(Records drawn from a dataset)
******
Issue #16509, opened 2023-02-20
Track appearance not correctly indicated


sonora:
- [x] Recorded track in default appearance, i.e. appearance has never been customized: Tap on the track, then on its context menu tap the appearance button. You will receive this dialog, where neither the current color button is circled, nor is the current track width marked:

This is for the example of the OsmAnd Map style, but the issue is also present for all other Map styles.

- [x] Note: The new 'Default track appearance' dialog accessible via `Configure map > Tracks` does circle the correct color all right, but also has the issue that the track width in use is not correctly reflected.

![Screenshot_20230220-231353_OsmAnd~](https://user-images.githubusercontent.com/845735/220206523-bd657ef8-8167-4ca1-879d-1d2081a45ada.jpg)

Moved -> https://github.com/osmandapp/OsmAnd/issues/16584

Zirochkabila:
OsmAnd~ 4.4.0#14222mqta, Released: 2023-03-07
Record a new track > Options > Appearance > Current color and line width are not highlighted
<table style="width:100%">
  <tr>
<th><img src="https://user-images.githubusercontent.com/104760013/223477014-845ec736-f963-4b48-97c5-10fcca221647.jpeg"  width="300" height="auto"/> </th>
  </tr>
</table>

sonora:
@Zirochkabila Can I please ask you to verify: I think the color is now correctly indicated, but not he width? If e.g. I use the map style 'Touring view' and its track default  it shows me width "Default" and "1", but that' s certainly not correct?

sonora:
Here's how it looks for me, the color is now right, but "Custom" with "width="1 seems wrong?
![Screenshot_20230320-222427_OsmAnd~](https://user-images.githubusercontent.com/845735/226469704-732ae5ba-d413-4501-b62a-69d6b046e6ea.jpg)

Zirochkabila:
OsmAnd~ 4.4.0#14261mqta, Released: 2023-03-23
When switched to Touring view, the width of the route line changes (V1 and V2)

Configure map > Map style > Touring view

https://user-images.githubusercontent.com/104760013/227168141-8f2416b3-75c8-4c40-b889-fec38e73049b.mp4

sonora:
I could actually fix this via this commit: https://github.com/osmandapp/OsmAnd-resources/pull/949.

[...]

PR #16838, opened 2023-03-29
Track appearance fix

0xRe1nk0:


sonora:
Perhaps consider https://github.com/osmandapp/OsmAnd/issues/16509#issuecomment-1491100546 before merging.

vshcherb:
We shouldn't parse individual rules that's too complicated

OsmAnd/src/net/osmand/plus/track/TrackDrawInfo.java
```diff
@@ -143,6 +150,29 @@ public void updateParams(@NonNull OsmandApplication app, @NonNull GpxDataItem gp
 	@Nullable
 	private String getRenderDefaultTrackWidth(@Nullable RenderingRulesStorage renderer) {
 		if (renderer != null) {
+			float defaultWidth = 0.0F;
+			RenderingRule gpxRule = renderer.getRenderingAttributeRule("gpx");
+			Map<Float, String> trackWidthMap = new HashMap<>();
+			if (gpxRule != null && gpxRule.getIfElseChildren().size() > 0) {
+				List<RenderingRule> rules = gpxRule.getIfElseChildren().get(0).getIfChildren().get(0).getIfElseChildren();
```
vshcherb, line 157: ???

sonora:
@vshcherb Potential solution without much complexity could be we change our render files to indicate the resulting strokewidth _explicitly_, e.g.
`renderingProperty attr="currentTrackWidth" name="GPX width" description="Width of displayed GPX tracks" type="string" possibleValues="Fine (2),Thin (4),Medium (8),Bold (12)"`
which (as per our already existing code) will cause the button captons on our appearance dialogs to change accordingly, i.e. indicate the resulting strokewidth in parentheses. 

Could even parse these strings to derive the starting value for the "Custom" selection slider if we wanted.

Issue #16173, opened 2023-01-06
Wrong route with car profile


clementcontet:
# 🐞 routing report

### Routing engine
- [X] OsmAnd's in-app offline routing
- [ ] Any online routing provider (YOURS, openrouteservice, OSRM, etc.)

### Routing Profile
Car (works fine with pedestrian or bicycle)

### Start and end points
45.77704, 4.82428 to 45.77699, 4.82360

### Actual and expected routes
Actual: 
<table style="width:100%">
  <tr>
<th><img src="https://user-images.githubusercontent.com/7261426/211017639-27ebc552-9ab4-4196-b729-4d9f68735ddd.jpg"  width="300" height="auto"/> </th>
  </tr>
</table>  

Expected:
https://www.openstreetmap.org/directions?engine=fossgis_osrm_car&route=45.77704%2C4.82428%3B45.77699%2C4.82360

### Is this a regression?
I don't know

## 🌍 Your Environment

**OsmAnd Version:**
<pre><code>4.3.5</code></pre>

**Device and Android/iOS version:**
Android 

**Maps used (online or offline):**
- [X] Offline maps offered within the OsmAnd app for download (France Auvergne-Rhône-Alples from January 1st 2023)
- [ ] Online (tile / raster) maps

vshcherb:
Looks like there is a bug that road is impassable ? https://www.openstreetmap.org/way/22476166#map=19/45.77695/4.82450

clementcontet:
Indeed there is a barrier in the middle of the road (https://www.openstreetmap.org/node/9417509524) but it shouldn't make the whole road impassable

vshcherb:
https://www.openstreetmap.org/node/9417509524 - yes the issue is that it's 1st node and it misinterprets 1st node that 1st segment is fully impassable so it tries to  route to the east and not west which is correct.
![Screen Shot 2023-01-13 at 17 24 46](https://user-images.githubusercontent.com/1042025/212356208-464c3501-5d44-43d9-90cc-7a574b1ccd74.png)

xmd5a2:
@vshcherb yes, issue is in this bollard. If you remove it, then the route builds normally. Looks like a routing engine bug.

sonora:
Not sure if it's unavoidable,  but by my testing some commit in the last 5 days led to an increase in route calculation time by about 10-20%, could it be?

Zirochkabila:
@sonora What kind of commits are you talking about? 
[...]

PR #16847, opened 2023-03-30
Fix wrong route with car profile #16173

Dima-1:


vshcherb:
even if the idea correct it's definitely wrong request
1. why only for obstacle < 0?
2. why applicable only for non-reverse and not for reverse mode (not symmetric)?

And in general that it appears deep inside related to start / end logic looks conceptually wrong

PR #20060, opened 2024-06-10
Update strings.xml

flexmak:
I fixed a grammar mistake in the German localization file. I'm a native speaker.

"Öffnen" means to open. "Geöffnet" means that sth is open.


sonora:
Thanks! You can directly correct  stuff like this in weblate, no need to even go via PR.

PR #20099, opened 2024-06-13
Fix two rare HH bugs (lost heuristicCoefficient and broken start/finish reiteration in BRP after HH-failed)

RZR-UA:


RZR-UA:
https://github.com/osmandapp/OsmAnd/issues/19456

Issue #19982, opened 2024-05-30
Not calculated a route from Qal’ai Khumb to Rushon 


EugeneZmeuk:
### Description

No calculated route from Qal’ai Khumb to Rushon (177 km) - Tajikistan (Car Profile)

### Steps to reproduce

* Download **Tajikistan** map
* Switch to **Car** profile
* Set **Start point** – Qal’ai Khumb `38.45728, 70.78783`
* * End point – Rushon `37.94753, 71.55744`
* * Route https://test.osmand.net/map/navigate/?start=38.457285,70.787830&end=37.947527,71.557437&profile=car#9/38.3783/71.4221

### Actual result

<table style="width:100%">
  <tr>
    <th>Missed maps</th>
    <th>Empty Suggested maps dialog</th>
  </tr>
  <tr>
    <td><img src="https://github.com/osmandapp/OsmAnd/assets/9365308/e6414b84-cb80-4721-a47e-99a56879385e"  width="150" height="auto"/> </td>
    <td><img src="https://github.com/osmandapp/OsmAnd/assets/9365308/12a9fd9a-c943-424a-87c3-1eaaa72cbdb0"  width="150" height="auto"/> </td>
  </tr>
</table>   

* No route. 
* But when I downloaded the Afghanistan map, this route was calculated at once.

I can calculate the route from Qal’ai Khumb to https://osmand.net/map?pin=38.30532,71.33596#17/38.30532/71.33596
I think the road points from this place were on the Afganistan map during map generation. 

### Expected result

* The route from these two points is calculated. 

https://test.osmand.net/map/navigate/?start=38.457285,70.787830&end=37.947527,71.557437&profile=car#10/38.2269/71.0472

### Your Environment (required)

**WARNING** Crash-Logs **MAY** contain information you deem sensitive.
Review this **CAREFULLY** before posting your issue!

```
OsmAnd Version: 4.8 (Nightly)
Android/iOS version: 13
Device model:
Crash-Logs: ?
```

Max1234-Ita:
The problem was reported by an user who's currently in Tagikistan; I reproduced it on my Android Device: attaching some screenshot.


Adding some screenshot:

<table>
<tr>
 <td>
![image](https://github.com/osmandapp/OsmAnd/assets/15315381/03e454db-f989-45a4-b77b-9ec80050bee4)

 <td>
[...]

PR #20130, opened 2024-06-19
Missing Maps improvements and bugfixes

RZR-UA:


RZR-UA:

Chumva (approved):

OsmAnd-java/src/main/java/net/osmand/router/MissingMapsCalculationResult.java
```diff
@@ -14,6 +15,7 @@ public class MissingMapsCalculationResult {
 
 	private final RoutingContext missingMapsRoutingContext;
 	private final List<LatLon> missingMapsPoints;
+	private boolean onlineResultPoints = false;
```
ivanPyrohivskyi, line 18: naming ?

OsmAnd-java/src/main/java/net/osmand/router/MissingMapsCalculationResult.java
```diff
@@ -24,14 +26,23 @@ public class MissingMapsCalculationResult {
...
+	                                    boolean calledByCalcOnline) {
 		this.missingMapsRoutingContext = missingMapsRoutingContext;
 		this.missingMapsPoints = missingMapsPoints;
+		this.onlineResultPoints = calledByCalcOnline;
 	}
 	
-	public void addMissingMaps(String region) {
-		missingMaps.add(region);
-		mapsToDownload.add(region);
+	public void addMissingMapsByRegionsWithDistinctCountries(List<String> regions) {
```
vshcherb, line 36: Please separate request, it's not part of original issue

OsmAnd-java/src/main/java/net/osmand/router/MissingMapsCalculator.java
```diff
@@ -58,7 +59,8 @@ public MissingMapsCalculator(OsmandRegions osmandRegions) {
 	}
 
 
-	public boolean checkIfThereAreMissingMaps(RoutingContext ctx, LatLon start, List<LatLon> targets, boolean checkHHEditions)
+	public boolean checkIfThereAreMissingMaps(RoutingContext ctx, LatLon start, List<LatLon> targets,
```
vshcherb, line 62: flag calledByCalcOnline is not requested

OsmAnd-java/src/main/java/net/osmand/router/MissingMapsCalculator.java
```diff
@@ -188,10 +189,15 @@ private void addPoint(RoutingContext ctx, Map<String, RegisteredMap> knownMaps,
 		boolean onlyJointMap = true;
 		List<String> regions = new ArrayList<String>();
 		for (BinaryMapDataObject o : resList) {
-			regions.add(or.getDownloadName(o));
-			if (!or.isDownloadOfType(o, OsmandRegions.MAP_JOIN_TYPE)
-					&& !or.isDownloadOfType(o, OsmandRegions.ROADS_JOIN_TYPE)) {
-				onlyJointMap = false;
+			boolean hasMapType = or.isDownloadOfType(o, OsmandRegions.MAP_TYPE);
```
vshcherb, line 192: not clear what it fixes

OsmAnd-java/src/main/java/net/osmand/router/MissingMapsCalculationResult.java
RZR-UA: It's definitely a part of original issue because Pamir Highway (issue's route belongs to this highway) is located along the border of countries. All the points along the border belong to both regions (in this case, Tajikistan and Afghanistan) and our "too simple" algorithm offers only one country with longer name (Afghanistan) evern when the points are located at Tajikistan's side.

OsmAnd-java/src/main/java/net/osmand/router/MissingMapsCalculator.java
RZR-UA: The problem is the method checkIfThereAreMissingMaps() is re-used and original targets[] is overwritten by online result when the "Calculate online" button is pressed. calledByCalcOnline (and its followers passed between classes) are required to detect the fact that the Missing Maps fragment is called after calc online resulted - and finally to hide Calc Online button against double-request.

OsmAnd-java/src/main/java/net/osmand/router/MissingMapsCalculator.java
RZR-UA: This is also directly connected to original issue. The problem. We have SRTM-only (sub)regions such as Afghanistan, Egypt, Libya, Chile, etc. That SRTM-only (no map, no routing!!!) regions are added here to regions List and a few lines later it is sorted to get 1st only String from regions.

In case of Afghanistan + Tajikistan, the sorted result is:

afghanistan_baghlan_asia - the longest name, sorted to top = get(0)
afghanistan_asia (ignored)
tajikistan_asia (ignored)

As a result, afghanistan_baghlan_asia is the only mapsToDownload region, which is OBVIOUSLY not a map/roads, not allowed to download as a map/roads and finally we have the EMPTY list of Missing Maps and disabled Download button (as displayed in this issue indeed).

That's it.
******
Could you retype exactly the lines above, starting at the line that contains "# 🐞 routing report" and ending at the line that contains "### Start and end points", and nothing more?

# 🐞 routing report

### Routing engine
- [X] OsmAnd's in-app offline routing
- [ ] Any online routing provider (YOURS, openrouteservice, OSRM, etc.)

### Routing Profile
Car (works fine with pedestrian or bicycle)

### Start and end points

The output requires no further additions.